На каких правах? Хотелось бы думать, что на правах друга. Однако, при всем коленопреклоненном почитании мандельштамовских стихов, природную обидчивость ли, чувство ли собственного достоинства со счетов не сбросишь, и уже в самом начале отношений для Г. «стало слишком очевидным, что Мандельштамы хотят иметь во мне не друга, не соратника, не почитателя поэта, а раба, полностью отрекшегося от своей личности и от своей жизни»[697]. Да и Н. Харджиев, десятилетиями по-дружески опекавший Г., не упустит, — как она рассказывает, — возможности напомнить: «„Почему-то к вам все относились, как к чему-то низшему“. Я не доросла, значит, ни до Харджиева, ни до Надьки[698]. Вот они все такие»[699].

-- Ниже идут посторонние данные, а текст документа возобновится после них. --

Issue #164, opened 2016-01-19
find_prompt fails if Cisco Nexus devices have enabled "terminal color persist"


smnmtzgr:
Hi Kirk, at first thanks for your great work!
I've found an issue that happens when the user which is used for netmiko connects to a Cisco NX-OS device and has enabled "terminal color persist" on this device. 
The prompt of the device cant be found correctly in this situation because it doesnt end with the primary or secondary character (# or >). The colored prompt is formatted as described here: https://en.wikipedia.org/wiki/ANSI_escape_code

Logically your function doesnt find the prompt. I think there are 2 solutions for this:
1) Dont use colors for the user running ansible ("no terminal color persist"). :)
2) Change the function find_prompt to work with colored prompts (I think this would be too much overhead).

At last I want to give you an example (VSM-LAN-K has enabled "terminal color persist" for my user):

python (interactive shell):
<pre>
>>> from netmiko import ConnectHandler
>>> net_connect = ConnectHandler(device_type='cisco_nxos', ip='10.10.10.1', username='admin', password='password')
SSH connection established to 10.10.10.1:22
Interactive SSH session established
Traceback (most recent call last):
  File "<stdin>", line 1, in <module>
  File "/usr/lib/python2.7/site-packages/netmiko/ssh_dispatcher.py", line 65, in ConnectHandler
    return ConnectionClass(*args, **kwargs)
  File "/usr/lib/python2.7/site-packages/netmiko/base_connection.py", line 63, in __init__
    self.session_preparation()
  File "/usr/lib/python2.7/site-packages/netmiko/base_connection.py", line 77, in session_preparation
    self.set_base_prompt()
  File "/usr/lib/python2.7/site-packages/netmiko/base_connection.py", line 281, in set_base_prompt
    raise ValueError("Router prompt not found: {0}".format(prompt))
ValueError: Router prompt not found: VSM-LAN-K#
</pre>

ktbyers:
@smnmtzgr And the problem goes away when 'terminal color persist' is disable?

smnmtzgr:
Yes it goes away. Thats definitively the problem. My co-worker made a fix to it: https://github.com/Benedikt1992/netmiko/commit/71e50105569977bbeb62c280ae00030264900a16

The "terminal color persist" is a per user-based command. If you enter "no terminal color persist" (thats default) there is no colored prompt in NX-OS and all is fine.

ktbyers:
[...]

Issue #168, opened 2016-01-23
[NX-OS] terminal color persist


NetSecParano:
Hello,
Terminal prompt cannot be found if the user activated "terminal color persist" on a Nexus. 
On the function set_base_prompt, when prompt[-1] is checked, it fails because prompt[-1] return a char used to display the color. 

You could maybe sanitaze and withdraw those additionnal chars before checking the prompt.
Or, easier, just send "no terminal color" before (maybe at the same time as the "terminal lenght 0").

Anyways, thank you for the great work :+1

ktbyers:
Fix here https://github.com/ktbyers/netmiko/commit/dcf323c9d9e1c9b138e1ba654b4d09ac2c832de8

PR #178, opened 2016-02-21
Regex for stripping most ansi escape codes

Benedikt1992:
As @smnmtzgr already metioned in Issue #164 the function find_prompt() can't find the prompt if there are colors enabled. Technically speaking the function strip_ansi_escape_codes() doesn't even get called and can't remove all escape codes.

Therefore I enhanced the function to remove the most of possible escape codes (maybe there are some special codes that are not matched) and introduced a new argument to enable the stripping of escape codes. Default is not to strip escape codes (as it is today).

### DIFF
--- a/netmiko/base_connection.py
+++ b/netmiko/base_connection.py
@@ -30,7 +30,7 @@ class BaseSSHConnection(object):
     def __init__(self, ip, username, password='', secret='', port=22, device_type='', verbose=True,
                  global_delay_factor=.5, use_keys=False, key_file=None, ssh_strict=False,
                  system_host_keys=False, alt_host_keys=False, alt_key_file='',
-                 ssh_config_file=None):
+                 ssh_config_file=None, ansi_escape_codes=False):
 
         self.ip = ip
         self.port = int(port)
@@ -38,7 +38,7 @@ class BaseSSHConnection(object):
         self.password = password
         self.secret = secret
         self.device_type = device_type
-        self.ansi_escape_codes = False
+        self.ansi_escape_codes = ansi_escape_codes
 
         # Use the greater of global_delay_factor or delay_factor local to method
         self.global_delay_factor = global_delay_factor
@@ -267,7 +267,6 @@ class BaseSSHConnection(object):
         # Some platforms have ANSI escape codes
         if self.ansi_escape_codes:
             prompt = self.strip_ansi_escape_codes(prompt)
-
         prompt = self.normalize_linefeeds(prompt)
 
         try:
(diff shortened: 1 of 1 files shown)


ktbyers:
@Benedikt1992 Yes, historically strip_ansi_escape_codes wasn't for Cisco (only cases where needed mainly HP ProCurve).

The NEXUS color issue is a fairly new issue.

Is this NEXUS color enabled by default? I seem to recall no (could be wrong on this)? Also why not just turn it off (at least for scripts)? Do many people use this?

Reluctant to change this without a better reason as stripping data from output is not that great of a practice. 

Also probably wouldn't accept this change anyways (at a minimum you would have to document the regex). 

I think the previous way is better i.e. explicitly identify the ANSI escape codes to strip. So if we want to fix the NEXUS color issue then would have to look at the ANSI codes it generates. 

If this is impractical due too many ANSI escape codes or there isn't some simpler pattern that we could match on, then we could possibly go to a more complex regex pattern. I am pretty strongly against complex regex patterns, however, as they are really hard to understand, maintain, and test.

Benedikt1992:
@ktbyers As @smnmtzgr wrote this color feature is disabled by default. If you want to use this feature you can enable it per user. So if you want to disable it for scripts you have 3 options
1. You run the script with an different user
2. You don't use the feature
3. Each script checks if there is the color feature enabled. If appplicable the script turns off the feature in the beginning and reenables it when finished.

The last two option feels a little bit dirty to me. The first option may works in many cases. Nevertheless filtering those problematic escape codes seems the clearst solution to me. Basically every command line tool has to filter those escape codes. Since every command line tool strips those escape codes it's not necessarily trivial to determine which Codes are used. Filtering every escape code seems to be much easier.

The regex isn't easy at all. How would you imagine such a documentation?

ktbyers:
@Benedikt1992 @smnmtzgr 1 or 2 sound fine to me (especially since this feature is not enabled by default). 

> Basically every command line tool has to filter those escape codes. Since every command line tool strips those escape codes it's not necessarily trivial to determine which Codes are used.

We only need to solve the NEXUS color escape codes, not every possible ANSI escape code. This is probably a pretty small set of escape codes. It is pretty rare for me to run into ANSI escape codes in router output.

The flip side is filtering output from the output stream is not a great idea (in general). I also don't know all of the uses for ANSI escape codes so I am reluctant to have a broad filter (especially when it rarely applies to router output).

Can someone post the output that you get back from the Nexus with the ANSI escape codes embedded in it?

ktbyers:
I think we are at an impasse on this. 

I am open to other solutions on this, my preferred solution is just to add the ANSI color codes that that the Nexus uses in its output and strip them specifically. I don't have access to a Nexus so I can't test right now.

I have been working on getting a virtual Nexus working on KVM, but am still running into issues. I will probably try to fix this once I get that working.

In the interim, I will track this as an issue in GitHub.

ktbyers:
Tracking this issue here https://github.com/ktbyers/netmiko/issues/168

Увы, они — поэты, харизматики и эгоцентристы — в самом деле такие. Так что можно либо благоразумно отойти в сторону, либо действительно им служить, и Г. служила бескорыстнее и преданнее, чем кто-либо. Могла бы жестоко пострадать, когда Мандельштам на допросе упомянул ее среди тех, кому он читал свою самоубийственную антисталинскую инвективу. Но, Бог милостив, не пострадала[700], и значит, по-прежнему спасала его рукописи, и значит, — рассказывает Г., — «как только я получила первые деньги, я поехала в Воронеж» — к сосланному и уже обреченному Мандельштаму.
Да и ее одна на всю жизнь любовь к Л. Гумилеву, которую сама же Г. назовет «лишней», что как не служение? Ведь с самого же начала было понятно, что самоуверенный красавец и сердцеед, к тому же еще и на девять лет моложе Эммы Григорьевны, взаимностью на чувства «этой дурнушки» не ответит. Так что знала она все, обо всем догадывалась, но десятилетиями боролась за его освобождение, вернее за череду его освобождений из тюрем и лагерей с такой самоотверженностью, что… лучше воздержаться от комментариев.
А сказать о том, что сжатые, будто пружина, интеллект и темперамент Г. толкали ее и к поиску самостоятельного поля деятельности. Сначала она по совету А. Ахматовой занялась изучением биографии Н. Гумилева («Нелегально, конечно. Ну, не то чтобы нелегально, но — не для публики, даже не для знакомых»)[701]. А потом — по советам на этот раз Б. Эйхенбаума и Н. Харджиева — перед Г. на всю уже жизнь «приоткрылась дверь в мир исследовательской работы, совершенно незнакомой публицистам, пропагандистам и авторам исторических романов»[702]. В январе 1936 года она делает в Пушкинском Доме первый доклад о «кружке шестнадцати», в который входил юный Лермонтов, в январе 1938-го печатает статью о некрасовском «Современнике» в журнале «30 дней», в апреле того же года читает доклад в Лермонтовской комиссии Института мировой литературы…
Работы, как и в дальнейшем, неброские, но все, как говорится, на сливочном масле, на источниках, впервые вводимых в научный оборот, так что ее стали называть «поэтом архивов»[703], и В. Шкловский, отметивший, что Г. «не пишет книги о книгах, а находит новый ход», подытожил: «Это и есть писатель, то есть первоисточник, а не обработчик»[704].
Сказано это было в мае 1943 года, когда Г. в очередной раз отказали в приеме в Союз писателей, несмотря на самые лестные рекомендации Б. Эйхенбаума, Н. Бродского, И. Андроникова, М. Цявловского[705]. Ходатайство В. Шкловского не сработало тоже, так что Г. на птичьих правах и, — как заметила А. Ахматова, — в положении «хуже худого»[706] пришлось прожить еще два десятилетия: в годы войны недолгая служба секретарем у К. Чуковского и опять обрыдшая до смерти машинопись, опять архивы, опять редактирование чужих статей и редкие собственные публикации.